Records to process →
PR #206, opened 2021-05-12
Fix notification & follow list sorting, Add notification badge + loading animation

venashial:
* Fixes modrinth/knossos#195: (Notifications and followed mods are not ordered)

* Closes modrinth/knossos#145: 
image

* Adds a link to settings in the drop down menu

* Adds a loading animation:
ezgif com-gif-maker

-----

Although the loading animation is only shown for a second or less, I've found it improves the user experience.


Mysterious-Dev (approved):

components/ui/search/LogoAnimated.vue
```diff
@@ -0,0 +1,130 @@
+<template>
+  <div>
+    <svg
```
Redblueflame, line 3: As this is in a separate component, and the remain element, there is no need to inline it.

layouts/default.vue
```diff
@@ -215,6 +234,23 @@ export default {
       this.$colorMode.preference =
         this.$colorMode.value === 'dark' ? 'light' : 'dark'
     },
+    async updateNotifCount() {
+      if (
+        this.$auth.user.id &&
+        Date.now() - this.notifications.lastUpdated > 300000
```
Redblueflame, line 240: Is the delay really needed? 
It would be useful in the case where the notification amount is stored in the vuex store and persisted, but it is not the case, and the `created` method is only called once per element, so that auto update isn't working.

pages/dashboard/follows.vue
```diff
@@ -64,11 +64,12 @@ export default {
       data.$auth.headers
     )
 
-    const mods = (
+    let mods = (
```
Redblueflame, line 67: Why not simply chain the calls instead of mutating the variable?

pages/dashboard/notifications.vue
```diff
@@ -60,12 +60,16 @@ export default {
...
   },
   async asyncData(data) {
-    const notifications = (
+    let notifications = (
       await axios.get(
         `https://api.modrinth.com/api/v1/user/${data.$auth.user.id}/notifications`,
         data.$auth.headers
       )
     ).data
+    notifications = notifications.sort(
```
Redblueflame, line 69: Same here, and remove the console.log, it will be causing errors in the future.

Redblueflame (changes requested):
There is some changes left to to, but all in all, it is a great PR :)

components/ui/AvatarIcon.vue
```diff
@@ -0,0 +1,124 @@
+<template>
+  <div class="avatar-icon">
+    <svg
```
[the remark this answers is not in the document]
venashial: Can I still use Vue template syntax and things like `v-if` when it is inlined as an SVG via Nuxt? I didn't think that was possible. Inside the SVG, it links to the profile picture and switches between a masked group and a non-masked group.

components/ui/search/LogoAnimated.vue
venashial: I'm not sure what you mean. I could use Nuxt to separate each of the SVGs into the image folder. I avoided that because, in reality, the individual SVGs (that make up the outer & inner rings + the wrench) will only be seen together, on top of each other.

Redblueflame: I just wanted to say that this was in a good spot, no need to move it.

layouts/default.vue
venashial: The delay is needed because `this.updateNotifCount()` is called on route changes too. Storing the notification count in the vuex store seemed overkill because the notification count is only needed in `default.vue`.

pages/dashboard/follows.vue
venashial: It just made more sense conceptually to me, but I can chain the calls.

pages/dashboard/notifications.vue
venashial: Good catch, I really need to watch out for leaving console.log()s in my commits 😬

layouts/default.vue
Redblueflame: The store is never overkill, as it allows us to know for sure that this is dynamic and getting insights in the vue debug tools.
But I can't seem to find the place where you call the updateNotifCount.

components/ui/search/LogoAnimated.vue
venashial: Oh, okay

layouts/default.vue
venashial: Its called right here:
https://github.com/venashial/knossos/blob/3c44b43c1f8128758ad92365727132dde5505f86/layouts/default.vue#L195

Do you think it is still worth migrating to the vuex store?

Redblueflame: It is still worth, as it will make it clearer on for the next one working on it :)

venashial: Should I create a new vuex module just for notifications? The auth one already stores `userFollows`.

Redblueflame: Yup, creating modules is not pretty costy on the JS side

venashial: Should I move `userFollows` while I'm at it? I could call the store something general like `user`

Redblueflame: Yup! `user` is perfect, and it will be used when we have our custom auth system

venashial: Turns out `userFollows` isn't used anywhere. Not sure why/how it got into the vuex store.

venashial:
The notification count on the dashboard looks like: 
image

layouts/default.vue
venashial: Everything is migrated to a vuex store in d527982.

Mysterious-Dev (approved):

Redblueflame (approved):
Looks good to me !

wafflecoffee (approved):
:sweat_smile:
image
I did get an error somewhere but I'm not sure where nor how to reproduce it, so I guess it's all good for me! In case you were curious for whatever reason what that error was:
<details><summary>Error</summary>

```
 ERROR  Cannot read property 'id' of null                                             08:55:09

  at Store.fetchNotifications (server.js:8692:29)
  at Array.wrappedActionHandler (node_modules/vuex/dist/vuex.common.js:853:23)
  at Store.dispatch (node_modules/vuex/dist/vuex.common.js:518:15)
  at Store.boundDispatch [as dispatch] (node_modules/vuex/dist/vuex.common.js:408:21)
  at VueComponent.created (server.js:5499:17)
  at invokeWithErrorHandling (node_modules/vue/dist/vue.runtime.common.dev.js:1850:57)
  at callHook (node_modules/vue/dist/vue.runtime.common.dev.js:4207:7)
  at VueComponent.Vue._init (node_modules/vue/dist/vue.runtime.common.dev.js:4989:5)
  at new VueComponent (node_modules/vue/dist/vue.runtime.common.dev.js:5134:12)
  at createComponentInstanceForVnode (node_modules/vue-server-renderer/build.dev.js:8184:10)
```

</details>

components/ui/AvatarIcon.vue
falseresync, line 3: This is horrendous. It can be achieved with DIVs and positioning.

components/ui/AvatarIcon.vue
```diff
@@ -0,0 +1,124 @@
...
+    align-items: center;
+
+    background-color: #e02914;
+    color: white;
+    border-radius: 100%;
+    width: 0.9rem;
+    height: 0.9rem;
+    font-size: 0.6rem;
+
+    &.smaller {
```
falseresync, line 116: If you use DIVs you can get rid of this and badge will just resize on itself (ie circle -> pill)

falseresync (changes requested):
It was a good idea to add a new Vuex submodule. There are some issues though

components/ui/AvatarIcon.vue
venashial: Do you mean the SVG in general? I am using it to mask the image, but you are right, it isn't very intuitive and requires a vector editor to change it. I could just not use an SVG and instead make a border around the red bubble that matches the header color.

components/ui/AvatarIcon.vue
venashial: I couldn't change the size of the badge because the cutout can't be enlarged. I'll just abandon the SVG cutout all together.

layouts/default.vue
```diff
@@ -177,8 +194,14 @@ export default {
     $route() {
       this.$refs.nav.className = 'right-group'
       document.body.style.overflow = 'auto'
+      if (Date.now() - this.$user.notifications.lastUpdated > 300000) {
```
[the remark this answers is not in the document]
venashial: It could be transferred, though this uses the least amount of code. The delay is only needed for client side route changes.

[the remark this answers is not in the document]
venashial: I moved the delay check to the action in d5e4d38.

components/ui/AvatarIcon.vue
venashial: Pill morphication is added in 5fb6d9d.

components/ui/AvatarIcon.vue
venashial: No more SVG with 5fb6d9d, but choosing the correct border color for the notification bubble required some extra CSS and a prop. Though, overall, I do think it is simpler.

venashial:
> I did get an error somewhere but I'm not sure where nor how to reproduce it

@wafflecoffee I think I caught the source of the error, the code that checks if a user ID is present fails if the user object does not exist. Should be all fixed.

Action item → Wherever the word "together" appears in the listing above, copy that line.

Answer to this task →
venashial: I'm not sure what you mean. I could use Nuxt to separate each of the SVGs into the image folder. I avoided that because, in reality, the individual SVGs (that make up the outer & inner rings + the wrench) will only be seen together, on top of each other.
venashial: I couldn't change the size of the badge because the cutout can't be enlarged. I'll just abandon the SVG cutout all together.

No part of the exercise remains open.